“Is that what you are offering, Princess, in exchange for their lives? To kill my brother?”

I swallowed down all the insults I wanted to unleash on this vile creature. “He is destroying this world. Soon enough, there will be nothing left for any of us.”

“Even from the bare bones of this world, I could still wring enough magic to survive.” Her smile returned, though its brightness had dimmed. “But your kind…you cannot live without green, growing things, can you?”

“No. We cannot.”

“Then you have far more to lose than I, and killing my brother benefits you more than it does me. Which leaves us at a crossroads, Princess. One more realm remains to be freed. One more ward must fall for the magic to fully return.”

“There is no magic in Varitus.” I shook my head out of habit more than anything else. “What little is left is nothing but parlor tricks and games.” Oh, but how that pale imitation had beguiled me when I was young.

“You were clever enough to unlock the magic in Solarys. I have no doubt you will do the same in Varitus and unite the three realms once more.”

“Why should I, when your brother will only devour that magic too?”

“Because if you do not, I will take these males you are so fiercely bonded to and feed them to my brother.
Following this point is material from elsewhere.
PR #603, opened 2023-08-17
Added getSelection for native.textField

DimaUndSo:
I was working on a custom pixel art textfield for our game and needed a function that can return the current position of the cursor/selector of a native.textField.
There is a function "setSelection" with which you can set the cursor to a position, but sometimes you just need to know the current position/selection.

You have seen how he twists fragile, growing things. Think of what he can do to flesh and blood. One more realm, Princess. That is my price for their lives.”

“The world is dying,” I snapped. “And all you can think about is your own power?”
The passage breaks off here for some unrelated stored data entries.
PR #609, opened 2023-08-22
Android: keep resource as is

clang-clang-clang:
> The option setting 'android.enableResourceOptimizations=false' is deprecated. The current default is 'true'. It will be removed in version 8.0 of the Android Gradle plugin.

^ Although the Android Gradle plugin will complain, but afaik Solar2D need to keep the widget resource as-is before found out more practical solution.

### DIFF
--- a/platform/android/gradle.properties
+++ b/platform/android/gradle.properties
@@ -5,3 +5,4 @@ org.gradle.jvmargs=-Xmx1280m
 # Migrate To Android X
 android.useAndroidX=true
 android.enableJetifier=true
+android.enableResourceOptimizations=false


Shchvova (approved):

clang-clang-clang:
Refer: commit ad9bf162e2db195a5d8d4682336009b20db1d072 and commit f12fb5748dc1fe3f98610101be4647be4f3eabf8

Without the option, the default value of "true" is used, which results in the resource filenames being shrink and obfuscated, resulting in the widget resource not being found.

Set the option to `false` is temporary solution (this PR), may find another solution later (#610 as memo) :D

clang-clang-clang:
follow up on #611

Shchvova:
Haha :) I am the one who put it there in the first place.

“Their lives for Varitus. Then…you can go wherever you wish.”

I snorted. “Just like that? You’d let us walk away?” I fed more power into my stardust shield, wrapping it tighter around Raz and Tavion, Tristan still staying well outside the Oracle’s magic.
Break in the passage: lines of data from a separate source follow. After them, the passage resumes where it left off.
Issue #634, opened 2023-10-11
[Apple]: runtime bug, network EXC_BAD_ACCESS


clang-clang-clang:
- [x] I tried searching [Solar2D forums](https://forums.solar2d.com/) for the solution, still open:
  - https://forums.solar2d.com/t/network-request-and-ios-17-app-crashes/356042
  - https://forums.solar2d.com/t/simulator-crash-on-mac-os-sonoma/356036

**Describe the bug**
In plugin/network/apple, `NetworkRequestState`'s `fRequestURL` EXC_BAD_ACCESS in `pushToLuaState`.

**To Reproduce**
- Run one of [network.request()](https://docs.coronalabs.com/api/library/network/request.html) samples on 3698 at macOS Sonoma;
- Or run with platform/iphone project's `template` built by Xcode 15 at iOS 17 device;
- Or run with platform/mac project's `rttplayer` built by Xcode 15 at macOS Sonoma.

**Possible Solution**

```diff
plugin/network/apple/AppleNetworkSupport.mm
 	fPhase = @"began";
 	fStatus = -1;
-	fRequestURL = url;
+	fRequestURL = [url copy];
 	fResponseHeaders = nil;
 	fResponseType = @"text";
```
iOS will take effect, but macOS need run `build.sh` first then copy network.dylib from build-core.

**About License**

Are the [submodule-plugins-network](https://github.com/coronalabs/submodule-plugins-network) and [submodule-plugins-build-core](https://github.com/coronalabs/submodule-plugins-build-core) and all the submodules follow up this main repo's MIT license? @Shchvova May I ask to setup a proper LICENSE on those repos?

clang-clang-clang:
Related to https://github.com/coronalabs/corona/issues/632.

clang-clang-clang:
Possibly relevant Xcode 15 Release Notes:
## [Apple Clang Compiler](https://developer.apple.com/documentation/xcode-release-notes/xcode-15-release-notes#Apple-Clang-Compiler)
### Resolved Issues
- Fixed: Improvements in the ARC optimizer allow Objective-C and Swift objects to be released earlier. ...

clang-clang-clang:
Fixed in [3699](https://github.com/coronalabs/corona/releases/tag/3699).

PR #636, opened 2023-10-13
Apple: Fixes for networking for iOS 17 and MacOS 14

scottrules44:


scottrules44:
Fix based on #634

Shchvova (approved):

Shchvova (commented):
I think this will leak memory. Let me tinker with

Shchvova:
In future please try to avoid making PRs from your `master`. It messes with repos (mostly yours)

Shchvova:
I accidentally merged this PR, actual fix is in 11bff30cb83b1d73b742f76c33340a98319176d1

clang-clang-clang:
It works.
Your solution is better, but strangely it didn't work when I tested `retian` only for `fRequestURL` :(, however I incorrectly assumed that ARC would automatically reclaim the `copy` object.
Test case passed on iOS 17 and macOS Sonoma built with Xcode 15. 
Thank you. close #634.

She gave me a one-shoulder shrug. “I am content to claim this realm for myself. There are others across the sea where you might find a home.”

“How very magnanimous of you.”

A trap…but why? Why did she want the magic in Varitus when there was barely any?

“I do wonder…if like before you are only motivated to succeed if I keep your males as my guests.” The Oracle's power cracked the air like lightning, a bolt of power heading straight for Raz and Tavion, powerful enough to shred them apart.

But I was quicker, blasting through her onslaught with ribbons of pure power.

Aimed not at the Oracle…but at the bay of windows.

The glass blew outward, the wind roaring through the room in a raging torrent, our magics colliding in a dazzling eruption of light and shadow before being sucked outside. Hair whipping wildly, I slid across the floor, pulled by the strength of the storm and the air being sucked out of this room.

“Now,” I screamed to Tristan as I flung everything I had at the Oracle. “Do it now.”

Then the room was a nightmare of scales and talons and that deadly, thrashing tail, spikes whipping back and forth, shredding the walls before he grasped Tavion in one taloned paw and leapt through the broken-out windows.

“Go,” I screamed at Raz. “That’s an order, in case you were thinking of refusing.”

Raziel’s jaw worked, his eyes blazing before he vanished, leaving a swirl of rain and fog in his place.

Relief flooded through me. The Oracle had lost her means of hurting me. Of controlling me.

Being alone made me strong.

She knew it as she turned away from the windows, soaking wet hair whipping around her face. One thought and my darklings dropped from the ceiling, tangling around her in a squeezing mass of shadows, pinning her arms to her sides.

They could only hold her for a few seconds, but that was all I needed.

“Now.” I pulled out my thread of power like separating one strand of silver from a skein of cotton.

“Let’s see what you really had planned for us.”

Bexley had given me the idea with his talk of what witch magic could do. We didn’t have the skulls, but we had something even better. Peering inside her head would give me the answers we needed.